Some recent developments in interactive Audio are discussed, with particular reference to the use of various delivery systems, including CD-ROM. Specific attributes of this educational technology are discussed, and enhancements through the use of photographs (and pseudo video or a form of "pixilation") are described.


Interactive Audio refers to a technology involving the combined use of audio with the simultaneous (and synchronous) display of computer generated visuals, such as text, graphics and photographs. Being just one of many alternative approaches to Computer Aided Learning (CAI), interactive audio occupies a position on the wide spectrum of educational technologies, somewhere between conventional CAI and interactive video (using videodisc).
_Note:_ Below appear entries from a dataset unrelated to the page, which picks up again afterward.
PR #2654, opened 2023-07-11
Introduce `reversed` in Fixed/Variable sized Array type

darkdrag00nv2:
Work towards https://github.com/onflow/cadence/issues/2605

## Description

Introduce `reversed` function for creating a copy of a Variable/Fixed size Array value with its entries reversed.

This function would be unavailable to resource arrays since resources cannot be copied.

Will send docs PR post the merge.

______


dsainati1:
Nit: I'm not sold on the naming here. How about having this reverse-and-copy function be called `reverse`, and then change the mutating one here https://github.com/onflow/cadence/pull/2626 to be `reverseInPlace` or something similar?

darkdrag00nv2:
@dsainati1 I was trying to follow the Swift convention but your suggestion does sound clearer. Will update this and the other PR accordingly.

runtime/tests/interpreter/interpreter_test.go
```diff
@@ -10395,6 +10395,181 @@ func TestInterpretArrayFirstIndexDoesNotExist(t *testing.T) {
...
+		return res
+	  }
+	  fun originalsa(): [Int] {		
+		let res: [Int] = [];
+		for s in sa {
+		  res.append(s.test)
+		}
+	  
+		return res
+	  }
```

Unlike conventional CAI, which is silent, and videodiscs which rely to a large extent upon the impact of high quality video, interactive audio depends mainly upon audio for conveying information. Audio can also be used to convey additional meaning, moods, and emotions through the intonations of voice and background sound effects.
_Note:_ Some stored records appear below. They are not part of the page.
Issue #2602, opened 2023-06-23
Declare events in interface


turbolent:
### Issue to be solved

Follow up from #2069: Remove nested type requirements, and change the semantics of declaring an event in an interface to declaring a concrete type

PR #2662, opened 2023-07-18
Allow declaration of events in interfaces

dsainati1:
Closes https://github.com/onflow/cadence/issues/2602

Allows contract interfaces to declare events as their own types, rather than implicitly using such declarations to create type requirements. Currently, these declarations are only in scope within the body of the interface, and thus can only be emitted in default implementations or in pre/post conditions in these interfaces, but subject to the discussion in https://github.com/onflow/flips/pull/118 this may change. 

______


turbolent:
@dsainati1 Is this PR marked as a draft because the FLIP isn't approved yet, or is there still something missing code-wise?

turbolent (approved):
Great work! Good idea to first change the behaviour of event declarations, then remove type requirements in a separate PR 👌

runtime/sema/check_interface_declaration.go
```diff
@@ -357,62 +372,93 @@ func (checker *Checker) declareInterfaceMembers(declaration *ast.InterfaceDeclar
...
+					Identifier:            identifier,
+					Access:                checker.accessFromAstAccess(nestedCompositeDeclaration.DeclarationAccess()),
+					ContainerType:         interfaceType,
+					TypeAnnotation:        NewTypeAnnotation(nestedCompositeDeclarationVariable.Type),
+					DeclarationKind:       nestedCompositeDeclarationVariable.DeclarationKind,
+					VariableKind:          ast.VariableKindConstant,
+					ArgumentLabels:        nestedCompositeDeclarationVariable.ArgumentLabels,
+					IgnoreInSerialization: true,
+					DocString:             nestedCompositeDeclaration.DeclarationDocString(),
+				})
```
SupunS, line 447: Looks like this function doesn't have to be a closure function. If that's the case, maybe extract out to top level

SupunS (commented):
Do events get inherited for interfaces (or do we want them to be inherited)?
Could you also add some tests to verify?

dsainati1:
> Do events get inherited for interfaces?

No. There's a test for that in the PR already I think as well.

SupunS (approved):

PR #2664, opened 2023-07-18
Make indexing assignment entitled

### LINKED ISSUE #2647: Make indexing assignment entitled
Make index assignments (`arrayRef[0] = something` or `dictRef[index] = something`) entitled

SupunS:
Closes #2647
Work towards https://github.com/onflow/flips/pull/86

## Description

Make index assignments on references (`arrayRef[0] = something` or `dictRef[index] = something`) to require entitlements.

______


dsainati1 (commented):
I don't think it's safe to only require `Insertable` access for indexed assignment, unfortunately. In the example in the test: 

```
 let array: [String] = ["foo", "bar"]
fun test() {
    var arrayRef = &array as auth(Insertable) &[String]
    arrayRef[0] = "baz"
}
```

This both inserts `"baz"` and also removes `"foo"`. Similarly, when doing a swap, you are both inserting one element and removing another. As such I think this operation needs to have `Mutable`-only access. Ideally we could say that it has `(Mutable) | (Insertable, Removable)`, but we don't support this level of complexity. I think we can just permit it only for `Mutable` now, and later if we add the ability for entitlements to inherit or extend each other we can define `Mutable` to be the intersection of `Insertable` and `Removable` to fix this oddity.

SupunS:
ah that's a good flag! I think internally we can make the `(Mutable) | (Insertable, Removable)` work.

dsainati1:
Oh nice! If we can special case this internally that would be great. We should just make sure to make the error message here not produce the "raw" entitlement set so as not to mislead people about what is possible in user-land.

dsainati1 (approved):
Nice!

runtime/sema/check_member_expression.go
```diff
@@ -112,17 +112,21 @@ func (checker *Checker) getReferenceType(typ Type, substituteAuthorization bool,
 }
 
 func shouldReturnReference(parentType, memberType Type) bool {
-	if memberType == nil || !isReferenceType(parentType) {
+	if memberType == nil {
+		return false
```
turbolent, line 116: Could you please add a test case covering this case?

runtime/sema/errors.go
```diff
@@ -2929,6 +2929,46 @@ func (e *InvalidAssignmentAccessError) SecondaryError() string {
 	)
 }
 
+// UnauthorizedReferenceAssignmentError
+
+type UnauthorizedReferenceAssignmentError struct {
+	RequiredAccess [2]Access
```
turbolent, line 2935: Why are exactly two accesses needed here?

turbolent (commented):
Nice!

runtime/sema/errors.go
SupunS: Currently, to assign to an array/dictionary element, one would need to have either an `auth(Mutate)` reference or an `auth(Insert, Remove)` reference. So the required two accesses are that.

dsainati1 (changes requested):
I forgot one thing when reviewing this: because dictionaries and arrays now support entitled operations, `ArrayType` and `DictionaryType` need to be updated to conform to `EntitlementSupportingType` in `type.go`, and the implementation of `SupportedEntitlements` for these types should include `Mutable`, `Insertable` and `Removable`.

These can be tested by adding a test to `TestCheckEntitlementConditions` to test that when returning a resource array or dictionary type, the created reference type of `result` in a function postcondition contains these entitlements properly.

runtime/sema/check_member_expression.go
SupunS: don't think `memberType` can be nil actually. Can remove this.

SupunS: Member type cannot be nil actually. Removed the nil check: c142c39b8556ec9812b186bbd30a3fbd7f60e633

SupunS:
@dsainati1 Added in ae64ba2bc4621b3442437a7e790b7ff609197f36

dsainati1 (approved):

turbolent (approved):
Nice!

PR #2665, opened 2023-07-19
Fix positioning of default function conflict errors

dsainati1:
Fixes error positioning for two errors that could try to report errors positioned in upstream files. Cadence doesn't allow this currently, so the error would be reported at the same row/column location in the current file, which was nonsensical. Instead, we position the errors at the definition of the conflicting composite type. 

______


SupunS (approved):
Nice!
So the issue was mostly in `DefaultFunctionConflictError` error, because it reported a location in a different file? We might later want to scan all other errors to see if there are any similar cases.

dsainati1:
Yeah that and also `MultipleInterfaceDefaultImplementationsError`.

turbolent (commented):
Nice!

Issue #1283, opened 2021-11-30
Remove type requirements


turbolent:
Scope:
Remove feature completely from the codebase.
Feature: Interface can require a concrete type to specify a nested type.
Code removal, updating test cases and docs.

Not in scope:
1) storage migration for FT/NFT contracts.
2) rewrite of FT/NFT token standards

Note: This is only need if the community agrees we need a token contract rewrite.

- [x] #2069 
- [x] #2081 

```[tasklist]
### Tasks
- [ ] https://github.com/onflow/cadence/pull/2670
- [ ] https://github.com/onflow/cadence/pull/2662
```

j1010001:
Hey team! Please [add your planning poker estimate](https://app.zenhub.com/workspaces/Flow-Protocol-5a2ad022cee40e25b0885f82/issues/onflow/cadence/1283?planning-poker) with ZenHub @dsainati1 @robert-e-davidson3 @SupunS @turbolent

j1010001:
Needs to be broken down.

dsainati1:
As discussed in the last [LDM](https://github.com/onflow/cadence/blob/master/meetings/2022-11-02.md#removalreduction-of-nested-type-requirements), in order to do this we need to provide support for allowing interfaces to have events; as the new NFT/FT standards are going to feature interfaces with events. 

There are currently a few competing ideas for how this might be done:
    1) Keep type requirements for events, and limit them only to events
    2) Allow events to be emitted from interfaces directly
    3) Allow composites to inherit events from interfaces 

All of these have pros and cons worth considering. 

There is also a separate but related question of whether or how we want to enforce that events are emitted in certain cases. IMO this is not a prerequisite for solving this issue, but it is a related problem and our potential solution to that may inform our solution to this.

PR #2670, opened 2023-07-20
Sainati/remove type requirements

dsainati1:
Closes https://github.com/onflow/cadence/issues/1283

This removes support for type requirements from Cadence, as proposed in https://github.com/onflow/flips/pull/118

______


turbolent:
@dsainati1 Is this PR marked as a draft because the FLIP isn't approved yet, or is there still something missing code-wise?

dsainati1:
> Is this PR marked as a draft because the FLIP isn't approved yet

Yes, if the design is approved as-is, this implementation is complete, so it's ready to be reviewed.

runtime/contract_update_validation_test.go
```diff
@@ -1750,21 +1750,6 @@ func TestRuntimeContractUpdateValidation(t *testing.T) {
 		assertContractRemovalError(t, err, "Test")
 	})
 
-	t.Run("Remove contract interface with enum", func(t *testing.T) {
```
turbolent, line 1753: Maybe keep the test and adjust it accordingly

runtime/interpreter/interpreter.go
```diff
@@ -2253,7 +2234,8 @@ func (interpreter *Interpreter) declareInterface(
 			if nestedCompositeDeclaration.Kind() == common.CompositeKindEvent {
 				interpreter.declareNonEnumCompositeValue(nestedCompositeDeclaration, lexicalScope)
 			} else {
-				interpreter.declareTypeRequirement(nestedCompositeDeclaration, lexicalScope)
+				// this should be statically prevented in the checker
```
turbolent, line 2237: Is this a TODO, or does it mean that the PR already changes the checker to reject this case? (Maybe change tense to avoid confusion)

runtime/sema/check_composite_declaration.go
```diff
@@ -155,15 +155,12 @@ func (checker *Checker) visitAttachmentDeclaration(declaration *ast.AttachmentDe
 }
 
 // visitCompositeDeclaration checks a previously declared composite declaration.
-// Checking behaviour depends on `kind`, i.e. if the composite declaration declares
```
turbolent, line 158: It's great we can finally get rid of this 👌

runtime/sema/check_composite_declaration.go
```diff
@@ -196,72 +193,48 @@ func (checker *Checker) visitCompositeLikeDeclaration(declaration ast.CompositeL
...
 
-	if kind == ContainerKindComposite {
-		checker.enterValueScope()
-		defer checker.leaveValueScope(declaration.EndPosition, false)
-	}
+	checker.enterValueScope()
+	defer checker.leaveValueScope(declaration.EndPosition, false)
 
-	checker.declareCompositeLikeNestedTypes(declaration, kind, true)
+	checker.declareCompositeLikeNestedTypes(declaration, ContainerKindComposite, true)
```
turbolent, line 199: The container kind parameter for `declareCompositeLikeNestedTypes` seems to always be `ContainerKindComposite` now. I tried removing it in https://github.com/onflow/cadence/commit/f8e84d85d89998accbe31412ed41408a1bdeff01 and tests are still passing. Feel free to cherry pick it in, or we can open the clean up as a follow-up PR (if it is correct).

runtime/sema/check_composite_declaration.go
```diff
@@ -468,10 +422,15 @@ func (checker *Checker) declareNestedDeclarations(
 
 			firstNestedCompositeDeclaration := nestedCompositeDeclarations[0]
 
-			reportInvalidNesting(
-				firstNestedCompositeDeclaration.DeclarationKind(),
-				firstNestedCompositeDeclaration.Identifier,
-			)
+			// composite-in-interface nesting errors are already reported elsewhere
```
turbolent, line 425: Here and in the similar cases below: Where is it already reported? Could this maybe be unified in one place (here?), so the filtering code here is not necessary? (of course not if this makes the code worse)

runtime/sema/check_interface_declaration.go
```diff
@@ -156,21 +156,26 @@ func (checker *Checker) VisitInterfaceDeclaration(declaration *ast.InterfaceDecl
 	}
 
 	for _, nestedComposite := range declaration.Members.Composites() {
-		// Non-event composite declarations nested in interface declarations are type requirements,
-		// i.e. they should be checked like interfaces
-
+		// only event types may be declared in interfaces
 		if nestedComposite.Kind() != common.CompositeKindEvent {
-			checker.visitCompositeLikeDeclaration(nestedComposite, kind)
+			checker.report(&InvalidNestedDeclarationError{
```
turbolent, line 161: Looks like the error reporting for invalid nested declarations is reported here. Maybe do nothing here, remove the filtering above (see comment above), and add a comment here instead noting that this case is a NO-OP, and an error is reported for all invalid nestings elsewhere.

turbolent (commented):
Great work! 👏 The removal really cleans up the code a lot 👌

runtime/contract_update_validation_test.go
dsainati1: There's nothing to adjust I think, this test is testing that removing a type requirement is not a valid update, which isn't a relevant thing to test anymore.

turbolent: Ah, I see, makes sense!

runtime/common/declarationkind.go
```diff
@@ -237,3 +237,13 @@ func (s DeclarationKindSet) With(kind DeclarationKind) DeclarationKindSet {
 func (s DeclarationKindSet) Has(kind DeclarationKind) bool {
 	return s&(1<<kind) != 0
 }
+
+func (k DeclarationKind) IsInterfaceDeclaration() bool {
```
turbolent, line 241: Maybe move this up, before `DeclarationKindSet` and methods for it are defined

runtime/tests/checker/interface_test.go
```diff
@@ -1525,317 +1525,132 @@ func TestCheckInterfaceSelfUse(t *testing.T) {
...
-	)
+		errs := RequireCheckerErrors(t, err, 1)
 
-	require.NoError(t, err)
+		assert.IsType(t, &sema.InvalidNestedDeclarationError{}, errs[0])
+	})
 }
 
-func TestCheckContractInterfaceFungibleToken(t *testing.T) {
+// TODO: re-enable this test with the v2 fungible token contract
```
SupunS, line 1633: Might be good to create an issue for enabling these tests, and add it to the stable-cadence epic, so that we don't forget.

runtime/tests/checker/interface_test.go
```diff
@@ -3717,244 +3180,6 @@ func TestCheckInterfaceTypeDefinitionInheritance(t *testing.T) {
 
 	t.Parallel()
 
-	t.Run("type requirement", func(t *testing.T) {
```
SupunS, line 3720: We might want to add some tests for the behavior of interface inheritance with events. Previously they worked the same way as type requirements, but now that they behave differently, existing tests may not cover their new behavior.

SupunS (approved):

runtime/tests/checker/interface_test.go
dsainati1: https://github.com/onflow/cadence/issues/2719

runtime/tests/checker/interface_test.go
SupunS: we could add a test to ensure they are not inherited (if not already exist)

dsainati1: I believe the tests in https://github.com/onflow/cadence/pull/2662 already assert that they are not inherited.

SupunS: nice!

PR #1403, opened 2017-07-09
docs(guides): Typo in Output-Management

wendelb:
Hi there,

there was a typo in one of the diffs in the output-management.md guide. This PR fixes that.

These three technologies (namely conventional CAI, interactive audio, and interactive video) each have a specific role to play in the tasks of teaching and learning. Knowing the attributes of all these approaches, and selecting the one which is most appropriate for a given situation, is a challenge for all producers of computer-controlled educational programs.

This paper describes the development of interactive audio, the types of projects which are well suited to this technology, and some delivery systems suitable for interactive audio. Special reference is made to optical disc technologies, involving Compact Disc Read Only Memory (CD-ROM), and some recent projects involving the use of this technology are described.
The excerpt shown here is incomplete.